# Overfitting and Regularization with Weight Decay

## Learning from Data: Homework 6

The following questions from this homework will be answered and its solutions will be explained: questions 2, 3, 4, 5 and 6

### Exercise

The following problems use [this training set](http://work.caltech.edu/data/in.dta) and [this test set](http://work.caltech.edu/data/out.dta).

Each line of the files corresponds to a two-dimensional input $x = (x_1,x_2)$, so that $\mathcal{X} = \mathbb{R}^2$, followed by the corresponding label from $\mathcal{Y} = \{-1, 1\}$. We are going to apply Linear Regression with a non-linear transformation for classification.

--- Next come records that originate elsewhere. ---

PR #703, opened 2023-08-25
add Nuclear

RainRat:
The interaction between Blast and Petrify:

If no special effort, then each piece in the blast will be petrified. This differs from Nuclear rules, where only ground zero is petrified. So petrifyBlastPieces was made to toggle this. It is set to true by default, in case anyone was depending on the previous behaviour.

### DIFF
--- a/src/position.cpp
+++ b/src/position.cpp
@@ -2003,7 +2003,7 @@ void Position::do_move(Move m, StateInfo& newSt, bool givesCheck) {
           }
 
           // Make a wall square where the piece was
-          if (var->petrifyOnCapture)
+          if ((var->petrifyOnCapture) && (var->petrifyBlastPieces || bsq==to))
           {
               st->wallSquares |= bsq;
               byTypeBB[ALL_PIECES] |= bsq;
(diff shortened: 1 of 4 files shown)


src/position.cpp
```diff
@@ -2003,7 +2003,7 @@ void Position::do_move(Move m, StateInfo& newSt, bool givesCheck) {
           }
 
           // Make a wall square where the piece was
-          if (var->petrifyOnCapture)
+          if ((var->petrifyOnCapture) && (var->petrifyBlastPieces || bsq==to))
```
ianfab, line 2006: As far as I understand it in this case `petrifyBlastPieces` will only have an effect if `petrifyOnCapture` is true.

However, in principle I think whether the capturing piece and whether the blast pieces are petrified could be independent of each other. There are 4 possible combinations of the two (captured piece petrified yes/no, blasted pieces petrified yes/no), but with this implementation we can only cover 3 of them, as the scenario of an unpetrified capturing piece but petrified blasted pieces is not possible. So I would suggest to make it so that the two do not interfere with each other. I guess something like `if (bsq == to ? var->petrifyOnCapture : var->petrifyBlastPieces)` could work.

I don't think that the scenario I mentioned is particularly relevant, but if we can support it basically without adding any code complexity that would be nice to have.

RainRat: added your suggestion. it works.

it's no extra code to keep the previous behaviour, so i didn't change it. but it's your project so up to you.

ianfab:
Thanks!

The nonlinear transformation is given by

$$\phi(x_1, x_2) = (1, x_1, x_2, x_1^2, x_2^2, x_1x_2, |x_1 - x_2|, |x_1 + x_2|)$$


Recall that the classification error is defined as the fraction of missclassified points.

In [2]:
import numpy as np
import pandas as pd

In [3]:
train = pd.read_table("in.dta", sep=" +", header=None, engine='python')
train.columns = ["x1", "x2", "y"]
test = pd.read_table("out.dta", sep=" +", header=None, engine='python')
test.columns = ["x1", "x2", "y"]

In [4]:
for df in [train, test]:
    df['one'] = 1
    df['x1^2'] = df['x1']**2
    df['x2^2'] = df['x2']**2
    df['x1x2'] = df['x1']*df['x2']
    df['|x1-x2|'] = np.abs(df['x1'] - df['x2'])
    df['|x1+x2|'] = np.abs(df['x1'] + df['x2'])

In [5]:
train = train.reindex(columns = ['one', 'x1', 'x2', 'x1^2', 'x2^2', 'x1x2', '|x1-x2|', '|x1+x2|', 'y'])
test = test.reindex(columns = ['one', 'x1', 'x2', 'x1^2', 'x2^2', 'x1x2', '|x1-x2|', '|x1+x2|', 'y'])

In [10]:
train.head()

Unnamed: 0,one,x1,x2,x1^2,x2^2,x1x2,|x1-x2|,|x1+x2|,y
0,1,-0.77947,0.838221,0.607574,0.702615,-0.653369,1.617692,0.058751,1
1,1,0.155635,0.895377,0.024222,0.801701,0.139352,0.739743,1.051012,1
2,1,-0.059908,-0.71778,0.003589,0.515208,0.043001,0.657872,0.777688,1
3,1,0.207596,0.758933,0.043096,0.57598,0.157552,0.551337,0.96653,1
4,1,-0.195983,-0.375487,0.038409,0.140991,0.073589,0.179504,0.57147,-1


First, we explain Linear Regression and non-linear transformations:

### Linear Regression

Linear Regression is a linear model that applies to real-values target functions. So, we have a data set $\mathcal{D}$ of training examples $(x_1, y_1), (x_2, y_2), \ldots, (x_n, y_n)$ where $x_n$ are the input values and $y_n$ are the real-valued output values or targets. Our goal is to find a hypothesis $g$ that minimizes the amount of misclassified points.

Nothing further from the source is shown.